One very nice thing about the CFLs is that the lamp hoods/ reflectors don't get hot.  I have a gooseneck lamp on my workbench to help with whatever I'm working on, and I've gotten in the habit of just grabbing the metal reflector and pointing it where ever I need it.  I know that's going to get me one of these days, when I do it with a light with and Incandescent (or worse yet, Halogen) bulb.

Hope this helps,

Steve


----------



## gketell (Feb 5, 2009)

5500K is the color of light on a "sunny day".  6500K is a "cloudy day".  So you can either adjust in camera by setting your camera to "shade" or "cloud" light, or you can use a grey card and get perfect color in software.  I recommend the latter but it depends on how much time you want to spend editing vs turning and just how picky you want to be about your photos.  If you are selling via the photos you should be very picky.  If just for entertainment you don't need to be as picky.

GK


----------



## Art Fuldodger (Feb 5, 2009)

I wouldn't use them.  Fluorescent lights don't have a continuous spectrum, but spikes in the spectrum to simulate a certain temperature.  In fact, they kind of have to fudge in order to even give them a color temperature at all, as they don't match any black-body radiator.

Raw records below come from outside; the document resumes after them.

PR #196, opened 2018-05-03
Fix pcap iterface-map lookup

pldubouilh:
So `eth1` and `eth10` are not mixed up anymore :+1: 
It was mostly an issue when the map was reloaded, as it made libpcap re-registering the same interface.


paololucente:
Hi @pldubouilh , thanks very much for this. May i ask you the favour to to the same PR against the 1.7.1 branch? Otherwise i'll find a way to back port it. Paolo

pldubouilh:
Hey @paololucente - sure doing so now

paololucente:
A bit late but thanks for this @pldubouilh

PR #204, opened 2018-06-06
added support for geoipv2 lat/lon primitives

slash31:
I tried to keep all changes in line with existing structure/format. So far the lat/long lookups seem to work well on a qa/testing cluster of collectors that receive ~200k messages per second at 1:10k sample rate. We're currently using the GeoLite2-City DB file for testing.

The benefit of having lat/lon for us is that our backend datastore (CrateDB) has a geo_point data type, which we can use to directly query against polygons in GeoJASON format.


slash31:
Hi Paolo - no problem at all; do you have a preferred/suggested datatype for a combined lat/lon? I could make it a string in an accepted geo format (GeoJSON or WKT), or an array/object of two doubles.

paololucente:
Hi Aaron, i was only thinking to have one single configuration knob for both latitude and longitude. Then, i am totally with you that we need two 'double' variables - one to store latitude, one to store longitude. Taking as example the MongoDB plugin:

`
if (config.what_to_count_2 & COUNT_SRC_HOST_COORDS) {
  bson_append_double(bson_elem, "lat_ip_src", data->src_ip_lat);
  bson_append_double(bson_elem, "lon_ip_src", data->src_ip_lon);
}

if (config.what_to_count_2 & COUNT_DST_HOST_COORDS) {
  bson_append_double(bson_elem, "lat_ip_dst", data->dst_ip_lat);
  bson_append_double(bson_elem, "lon_ip_dst", data->dst_ip_lon);
}
`

slash31:
Ah, got it. No problem. :)

slash31:
Updated code committed, let me know if this is what you had in mind. I'm obviously new to the codebase, so please don't hold back from pointing out anything that's not correct.

PR #219, opened 2018-08-15
ADD-PATH capability exchange fix for MP-BGP OPEN

FvDxxx:
PMACCTs handled/handles replies to MP-BGP ADD-PATHs incorrectly. It checks only first AFI.SAFI and sets in the reply for last AFI.SAFI RECEIVE(1) if first included SEND(2) or SEND-RECEIVE(3).

Example: Peer with SEND capability for inet unicast (1.1) and inet6 unicast (2.1) sends:
        Optional Parameter: Capability
            Parameter Type: Capability (2)
            Parameter Length: 10
            Capability: Support for Additional Paths
                Type: Support for Additional Paths (69)
                Length: 8
                AFI: IPv4 (1)
                SAFI: Unicast (1)
                Send/Receive: Send (2)
                AFI: IPv6 (2)
                SAFI: Unicast (1)
                Send/Receive: Send (2)
Reply was/is from bgp_msg:
        Optional Parameter: Capability
            Parameter Type: Capability (2)
            Parameter Length: 10
            Capability: Support for Additional Paths
                Type: Support for Additional Paths (69)
                Length: 8
                AFI: IPv4 (1)
                SAFI: Unicast (1)
                Send/Receive: Send (2)
                AFI: IPv6 (2)
                SAFI: Unicast (1)
                Send/Receive: Receive (1)

This patch hopefully fixes it (not too much testing done ...). It checks each AFI.SAFI included in the capability signaled from the peer and only replies with RECEIVE for AFI.SAFI if peer said SEND or SEND-RECEIVE for it.

(Sorry, pasted into http:// from my source ... pull, push ... sigh).

### DIFF
--- a/src/bgp/bgp_msg.c
+++ b/src/bgp/bgp_msg.c
@@ -289,23 +289,37 @@ int bgp_parse_open_msg(struct bgp_msg_data *bmd, char *bgp_packet_ptr, time_t no
 		char *cap_ptr = optcap_ptr+2;
 		struct capability_add_paths cap_data;
 
-		memcpy(&cap_data, cap_ptr, sizeof(cap_data));
-
-		if (online) {
-                  bgp_peer_print(peer, bgp_peer_str, INET6_ADDRSTRLEN);
-		  Log(LOG_INFO, "INFO ( %s/%s ): [%s] Capability: ADD-PATHs [%x] AFI [%x] SAFI [%x] SEND_RECEIVE [%x]\n",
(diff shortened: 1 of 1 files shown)


paololucente:
Hi Markus,

No, no, i totally like the "cap_set approach". And with your comment above i think i have the elements to make the comment (in the code ;-)) a bit more clear - which was all my point about. 

Thank you very much again, look forward seeing you at NLNOG in a couple of weeks.

Paolo

PR #228, opened 2018-09-21
pmacctd: add option 'gre_decap' for IPv4/GRE decapsulation of captured packets

francoijs:
Hi there, 
I propose this option that enables accounting of packets inside a GRE tunnel
---
If set, makes the daemon decapsulate GRE-tunneled traffic.
Packets that are not encapsulated in an IPv4/GRE tunnel are processed as usual.
---


francoijs:
Hi, thanks for the quick feedback!
No problem, I will have a look at the GTP code ASAP

paololucente:
@francoijs , thank you Sir. Paolo

PR #240, opened 2018-10-09
change ip_src/ip_dst field length for IPv6

Rico29:
ipv6 max length is 45.


Rico29:
Hi Paolo. Changes are done.
Regards

PR #256, opened 2019-01-12
Initial JSON UDP Plugin Implementation

whh8b:
This is a simple plugin that will format captured
records as JSON objects and then deliver them
to a listening UDP server.


whh8b:
Hello! pmacct is such a great set of programs and a great tool. We are using it in our research project and had the requirement that we format netflow records as json-objects as part of a data processing pipeline. This little plugin does exactly what we need -- it formats each record as a json object and then sends it to a server over UDP. 

I would love for this to be included if you think that it's useful. I know that there will be things that you want to fix -- please let me know how I can modify the patch so that it meets your high standards.

Thanks again for the great work maintaining and developing such a great suite of tools!

Will

whh8b:
Just FYI: As we emailed about last night, here is an updated pull request for the plugin that includes zeromq support! I hope that this matches your expectations!

As we also talked about in the email, I am waiting on the rebranding to hear your creative thoughts on the new name :-) 

I look forward to working together to get this into shape so that it matches your high-quality standards!

PR #279, opened 2019-04-09
implement multiple outputs to nfprobe_receiver

pldubouilh:
Hey @paololucente !
Here's a PR that allows to set multiple endpoints to `nfprobe_receiver`. Samples are then shipped to a pseudo-randomly selected endpoint. 
The idea is to load balance the processing of samples. Hope it's of interest ! Keep me posted if you think something should be changed.
Cheers


pldubouilh:
thanks for the heads up, I'll investigate nfacctd/tee in addition to pmacct for this then :+1: 
cheers :)

PR #292, opened 2019-06-11
* fix: correct handling of variable length IPFIX fields

nimrody:
nfacctd does not correctly handle variable length IPFIX packets.

The problem stems from the incorrect updating of `remlen` in `resolve_vlen_template()`. Since `len` keeps increasing and holds the current packet length, one cannot update `remlen` by `remlen -= len`. The currently remaining number of bytes in the flow is actually `remlen - len` (assuming `remlen` is not modified like in the suggested patch).

### DIFF
--- a/src/nfv9_template.c
+++ b/src/nfv9_template.c
@@ -1219,7 +1219,7 @@ int resolve_vlen_template(u_char *ptr, u_int16_t remlen, struct template_cache_e
       if (otpl_ptr->tpl_len == IPFIX_VARIABLE_LENGTH) {
 	vlen = TRUE;
 
-	ret = get_ipfix_vlen(ptr+len, remlen, &otpl_ptr->len);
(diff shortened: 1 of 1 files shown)


nimrody:
Hey @paololucente! I suspect there are more bugs in handling variable length IPFIX information elements. How do you test the code? I haven't seen any tests in the repository.

paololucente:
hey @nimrody , thank you and any further code review would be greatly appreciated. And you are right: there are no public tests: i test against both live traffic (general testing, ie. does it crash?) and traces (for sepcific features) but unfortunately neither one nor the other can be made public. Paolo

paololucente:
Hi @nimrody , this is merged. I was wondering whether you could get in touch via unicast email (i don't have your email address) to see what are your other suspicions of things not working well wrt IPFIX & variable length fields. Paolo

PR #302, opened 2019-07-28
misc: fix warnings introduced 0e25ee3

msune:
Move `int no=0` to #ifdef section, so that both Linux and non-Linux
compilations work without warnings.


msune:
I don't have a non Linux device here, so please double check BSD* is not broken again.

PR #304, opened 2019-07-30
Fix more warnings detected by GCC8 and clang

msune:
Fix more warnings detectedby gcc8 and clang.

Please review thoroughly.

PR #306, opened 2019-08-03
Major refactor: add header guards, remove {EXT, _EXPORT, _C}, fix GCC/clang warnings

msune:
This PR is a long one and superseed #304. The patchset does:

* Fixes configure args in .travis CI, so that all plugins are enabled in "all-plugins" env
* Fixes a log of GCC8, and some clang warnings
* **Removes all `#define EXT #undef`, `_EXPORT`** etc... This is a major change. To do that:
   * All headers now have standard guards `ifndef X #define X`
   * Most global variables declarations have been moved to .c files, and left fwd declarations as exter in headers
   * Fix conditional compilation of some plugins

This PR needs *extensive review*


msune:
Rebased.

**Added `-Wall -Werror` for non-debug builds** and fixed all remaining warnings in gcc4.9.

PR #316, opened 2019-08-27
FIX SQL schemas identation

rouba002:
This is a little messy history of this commit, but still I hope this will help.
Unified identation of SQL schema files to 4 spaces. Previously mix of TAB and SPACE.


rouba002:
Hi @paololucente 
1) The identation is incosistent, tabs, 4 spaces, sometimes just 2. So I tried to unify them., I am ok with any suggested option
2) Yes you are right, as I am not as skilled I tried to remove that particular commit from history, but obviously failed
If I fail to do that I will create a new fork and fix that identation on fresh.

rouba

paololucente:
Hi @rouba002 , ack about point 1. Please start a new commit to only handle the indentation. Thanks, Paolo

PR #331, opened 2019-10-20
Replace ABSTIME with to_timestamp in PG sqls

### LINKED ISSUE #329: pgsql plugin incompatible with pg12
Came across this when working on some new configs:
```
server_1  | INFO ( all/pgsql ): *** Purging cache - START (PID: 183) ***
server_1  | ERROR ( all/pgsql ): ERROR:  function abstime(integer) does not exist
server_1  | LINE 1: ...to, tag, class_id, packets, bytes, flows) VALUES (ABSTIME(15...
server_1  |                                                              ^
server_1  | HINT:  No function matches the given name and argument types. You might need to add explicit type casts.
server_1  |
server_1  |
```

Color temperature is only important in that you have to adjust for it somewhere in the process, but doesn't have nearly as large of an impact on the quality of your color as does CRI, or Color Rendition Index.  There are some fluorescents with decent CRIs, but they're not cheap, certainly not 3 for $6.50.  You can also buy incandescent lamps made to have a somewhat precise color temperature and extra-high CRI, but they're expensive, and are only guaranteed like that for a surprisingly few number of hours.

The cheapest way to go in order to get copious quantities of decent-spectrum light is to use halogen worklights.  You can pick up a 250-watt halogen light at Home Depot for a little less than $5, and 500-watt units aren't much more.   Heat is a concern if you have wax finishes, but you don't have to leave the pen in there all day.

If you're on the cheap and still want to try it with lower light levels, Ikea has a "scratch and dent" section, and I see small halogen (GU10/MR16/MR11) lamps going for a few bucks there quite often.

It's also possible to do strobes fairly cheaply, as you can get small slave flashes (optical slave, too) for around $20 each, with guide numbers up to 50.  But depending on your camera, it may or may not be a simple thing to get them to fire without the camera's TTL metering pre-flash making them fire early.


----------



## Neal Addy (Feb 5, 2009)

6500 is kinda warm but you might be able to make it work.

What camera are you using and how comfortable are you with Photoshop?


----------



## pipecrafter (Feb 5, 2009)

Personally, I use Sylvania 23W 6500K CFL bulbs in my photo setup.  As long as I set the custom white balance (by shooting a white background) in my camera, it is perfectly faithful to the actual colors.  Sometimes using automatic white balance works okay as well.  

And the key is being able to set the custom white balance.  6500K CFLs *do* cool down the colors, so being able to counter that with a custom white balance is necessary.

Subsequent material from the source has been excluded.